Data Science Intern at RivieraPartners — 2016
Used a gradient-boost algorithm for determining company team sizes based only on publicly available information. Also built Python wrapper for a survival model time-series written in R, then built algorithms for pre-processing data for the model. Set up Flask API route and worked with team to deploy on production server. Also worked on automated scraping project.


Undergraduate Research Apprentice Program (URAP) at Berkeley Institute of Data Science (BIDS) — Spring 2016
Worked on Mapping Team to help map UC Berkeley course progression through different majors. Computationally organized taxonomies of classes, ran deduplication processes, and helped plan data visualization.


Data Science Intern at Doximity — 2015
Utilized a supervised machine-learning algorithm with a gradient boost classifier to identify mal-formed articles scraped from other sites using BeautifulSoup, NLTK, and data visualization tools. Triangulated doctor names in news articles to facilities and database profiles using reverse geocoding and fuzzy string matching.


Web Developer Intern at PriceWater Capital — 2014
Maintained a website using HTML, CSS, and Twitter Bootstrap for front-end development while also making backend adjustments using PHP and MySQL.


Android App Developer Intern at New Jersey City University — 2013
Worked as an associate of an android application development team to build a tool for medical offices that submits information through a secure form using PHP and Ajax. Personally helped develop some of the form pages.

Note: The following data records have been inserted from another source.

PR #69, opened 2014-03-16
Outputs tests with no callbacks as a TODO test.

aychtang:
Patching #62, referencing any defined tests with no callback in the TAP output as a TODO test, similar to if the TODO directive described in TAP spec is used (https://metacpan.org/pod/release/PETDANCE/Test-Harness-2.64/lib/Test/Harness/TAP.pod#TODO-tests).

### DIFF
--- a/example/no_callback.js
+++ b/example/no_callback.js
@@ -1,0 +1,3 @@
+var test = require('../');
+
+test('No cb test');
--- a/lib/test.js
+++ b/lib/test.js
@@ -178,6 +178,9 @@ Test.prototype.end = function (err) {
 
 Test.prototype._end = function (err) {
     var self = this;
+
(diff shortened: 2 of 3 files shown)


aychtang:
Noticed this was still open, not sure who to check with on this. @Raynos?

Tests without a cb still are still silent today. If you want it implemented as a TODO / SKIP directive let me know and I can fix the conflict. Otherwise you can close the PR.

ronkorving:
FWIW, I've implemented TODO as a proper option to run a test, but allow it to fail (as the TAP spec indicates) in #254

ljharb:
@aychtang could you check the "allow edits" checkbox on the RHS of the PR?

aychtang:
@ljharb yep, all done

PR #74, opened 2014-03-25
Replace a and b refs in readme with actual and expected

bclinkinbeard:
I can never remember the order, and figured I might not be alone.


domenic:
Seems to have been merged at some point

PR #94, opened 2014-07-19
Comments should not make exit code incorrect. Fixes #92

### LINKED ISSUE #92: t.comment() = fail exit code
Is this correct behaviour?

Including any test comments seems to fail a suite.

```js
// test.js
var test = require('tape')

test('comment test', function(t) {
  t.comment('this is a comment')
  t.ok(true)
  t.end()
})
```

```
> tape test.js
TAP version 13
# comment test
# this is a comment
ok 1 (unnamed assert)

1..1
# tests 1
# pass  1

# ok


> echo $?
1
```

tmcw:


grit96:
This should be reopened because this patch was never merged in and it is still a bug #92

PR #99, opened 2014-08-15
Added t.diag() method to print yaml metadata

### LINKED ISSUE #91: Could use a diag() Method
It's pretty typical for TAP implementations to offer an interface for emitting diagnostic messages as TAP comments. Examples:
- [Test::More](https://metacpan.org/pod/Test::More#Diagnostics) (Perl)
- [pgTAP](http://pgtap.org/documentation.html#diagnostics) (Postgres)
- [Test.More](http://openjsan.org/doc/t/th/theory/Test/Simple/0.29/lib/Test/More.html#Diagnostics) (JavaScript)

I tried to figure out where to plug one in to submit a patch, but the path to the output handle was over my head, so I used `console.log()` for my immediate use. Would be nice to have a canonical place for it.

andrewdeandrade:
This pull requests implements a `t.diag()` method that takes JSON and can print out the json as a YAML block. FWIW this adds jeremyfa/yaml.js as a new dependency, but that dependency works in browsers.

This would close #91 but before we do, I think it may be worth discussing this a bit.

The [TAP specification](http://testanything.org/tap-version-13-specification.html) states:

```
After a test line a block of lines starting with '---' and ending with '...' will 
be interpreted as an inline YAML document providing extended 
diagnostic information about the preceding test.
```

This seems to imply that extended diagnostic information should be attached to the preceding test. Having a standalone `diag()` method in a way implies that the diagnostic information to be printed is standalone information.

Now, the way I see it, there are three options here:
- Keep this pull request the way it is. The downside is that the diagnostic information is not "attached" to the assertion in question. The upside is that this frees someone up to print that diagnostic information later, but before the next assertion is executed. The reasons for this may be that the diagnostic information is not available at the time the assertion is executed. 
- Permit someone to add diagnostic information as a third argument, so that you could do `t.ok(true, 'Some message', someDiagnosticJSONObj)`. However, his approach would require quite a bit of reworking of `tape` since tape uses the third argument internally as an `extra` argument. This means that you'd have to do some whitelisting of the `extra` property object when you print it out.
- Allow both approaches.

Lastly, should we allow people to pass in YAML content directly into the `diag` method? AFAICT, the only thing necessary to do this is to check if the argument to `diag()` is a string or a plain old javascript object, and handle it accordingly.

Anyone have any strong thoughts here?

(FWIW I also looked into using `YAML.stringify` in the [`errorYAML` function](https://github.com/malandrew/tape/blob/87a882c83459c065e299fee1f27c31097897992c/lib/results.js#L149), but that didn't really work because it would YAMLize the `actual` and `expected` properties, even if they were JSON objects.)


Raynos:
Do we still want this ? If so we can #shipit

vvo:
@Raynos Yes! tap-parser supports diag so it would be good

gabrielcsapo:
👍 can we get this merged in?

ljharb:
It needs a rebase and conflicts resolved, or, the "allow edits" checkbox checked.

gabrielcsapo:
@isaacs are you maintaining this repo also?

ljharb:
@gabrielcsapo please don't ping arbitrary people unnecessarily; this PR can't be merged until the OP, @malandrew, updates it.

gabrielcsapo:
I was going to rebase the commit if @malandrew didn't respond. I was asking the question to `Isaacs` if this is being maintained any longer or if I should just move to `tap`. @ljharb

ljharb:
Yes, of course tape is being maintained, by multiple people.

I'd prefer the original poster be the one to do it, so we can modify this PR in-place instead of creating another one and polluting the git log.

isaacs:
I am not maintaining tape.  All the tap-related things I do are under the `tapjs` github org.

gabrielcsapo:
@isaacs does that mean node-tape is being deprecated in favor of tapjs?

isaacs:
@gabrielcsapo No.  Tape and node-tap are separate projects.  Always have been.

gabrielcsapo:
@isaacs okay, but the output is based on the tap standard version 13 currently right? I was looking to see if tape would be updated to adhere to that spec.

ljharb:
@andrewdeandrade can you please check the "allow edits" checkbox on the RHS of the PR?

lastthyme (approved):

Raynos:
Closing out due to lack of activity.

ljharb:
I prefer to keep inactive PRs open, in case the author returns.

PR #103, opened 2014-09-15
Do not intercept exceptions

Raynos:
It's weird that tape is intercepting exceptions and will report them as TAP error.

Exceptions are actually bugs in the test code and should not output TAP failures but just crash the test program instead.

This also makes it easier to test and debug tests themself as you can just use standard tools, like any standard uncaught exception tooling or any standard debugging thrown exception tooling.

### DIFF
--- a/lib/test.js
+++ b/lib/test.js
@@ -69,14 +69,7 @@ Test.prototype.run = function () {
         return this._end();
     }
     this.emit('prerun');
-    try {
-        this._cb(this);
-    }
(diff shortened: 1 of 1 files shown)


ehmicky:
For users trying to report uncaught exceptions as failed tests, I've created [a library](https://github.com/ehmicky/log-process-errors) that does just that. More information [here](https://github.com/substack/tape/issues/106#issuecomment-478609460).

PR #124, opened 2014-12-04
Make `tape` behave more like node `assert`.

Raynos:
This removes excess methods on the `Test` prototype.

There are a bunch of methods and aliases on the `Test` prototype
   that are not defined on assert for node core.

This adds a bunch of undocumented complexity and unnecessary
   deviation in the way that `tape` is used.

I'd be nice to remove these aliases and make `tape` a drop in
   replacement for `assert`.

This means that tape tests are more consistent and it means 
    it's easier to find the documentation by just reading the
    the node assert documentation.

This is a breaking change. Recommended version **major**.

cc @substack.

### DIFF
--- a/lib/test.js
+++ b/lib/test.js
@@ -112,7 +112,7 @@ Test.prototype.end = function (err) {
     }
     
     if (this.calledEnd) {
-        this.fail('.end() called twice');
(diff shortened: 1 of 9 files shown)


Raynos:
This ship has long sailed.

PR #127, opened 2014-12-14
Remove uncaught-exception listener

Raynos:
A testing library should not have an uncaught-exception listener, it makes testing hard code like uncaught exceptions harder.

For example
`
```
$ node endpoints/user/test/
TAP version 13
# can register

/home/raynos/projects/manga-feed/node_modules/tape/index.js:75
        throw err
              ^
RangeError: Maximum call stack size exceeded
```

Tape intercepts my range error and ruins the stack by rethrowing.

The particular PIPE bug we were gaurding against is better dealt with by adding 
an error listener on `process.stdout` or something.

Not really sure which EPIPE we are gaurding against. I recommend removing it
for now and we can add it back later.

### DIFF
--- a/index.js
+++ b/index.js
@@ -64,8 +64,20 @@ function createExitHarness (conf) {
     if (conf.exit === false) return harness;
     if (!canEmitExit || !canExit) return harness;
 
+    var inErrorState = false;
+
+    var $_fatalException = process._fatalException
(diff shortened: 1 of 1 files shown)


Raynos:
If no one objects to this change then I will land it.

Raynos:
cc @substack et al.

PR #130, opened 2014-12-31
Add a Function.constructor check to throws.

wilmoore:
Allows you to also write:

```
t.throws(fn, TypeError);
```

### DIFF
--- a/lib/test.js
+++ b/lib/test.js
@@ -18,7 +18,7 @@ var getTestArgs = function (name_, opts_, cb_) {
     var name = '(anonymous)';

Web Developer Intern at Monmouth University; West Long Branch, New Jersey — 2012
Programmed an FAQ with a database. Worked with MySQL, PHP, HTML, CSS, and JavaScript to develop a template structure implemented by the university.


Industry Projects

Castlight Health

Model tuning, training, and development. Data visualization and analysis.

RivieraPartners

Model tuning, training, and development. Data visualization, analysis, pipelining, and infrastructure.

Doximity

Machine Learning Algorithm, Data visualization, Geolocation/Fuzzy-String Matching



Personal Projects

WriteMind (2018)

Developing private blog site that allows users to publish entries to a private account, then analyzes that information to keep track of sentics based on their writing (Aptitude, attention, pleasantness, sensitivity, moods, sentiment, etc).

Sentic Python Package (2018)

Built the Sentic package API which can conduct sentiment, mood, and semantic analysis in multiple languages. Based on the Senticnet4 tagged dataset from http://sentic.net/.
(Repo Here)

Topic Recommender Using Ubuntu Forum Files (2017)

Used Ubuntu forums data to extract top ten relevant words of each conversation using Latent Direchlet Analysis (LDA).


ClimateChase (2016)

Flask/React game where player tries to balance energy investments between nuclear, solar, wind, and fossil fuels.

PDF-To-Audiobook Converter (2016)

Used Google's Python Tesseract package in combination with MacOS's Siri interface to extract text from PDF-text and images, turning them into audio-formatted files.

Histogram Plotter & Filter (2015)

Sequential Histogram Plotter with Terminal interface. Allows individual to input contraints in order to narrow down their search. (Python)




Extended Class Projects

Groupie (2015)

Website where people can form groups and meet up with others (Ruby on Rails, HTML/CSS, Bootsrap).

XRP Trade Algorithm (2014)

Built Python Wrapper and Terminal Interface for the Ripple(XRP) API, as well as a sentiment-analysis algorithm to automate exchanges - 3rd Place in Ripple API Contest. Changes in the client API have rendered this deprecated.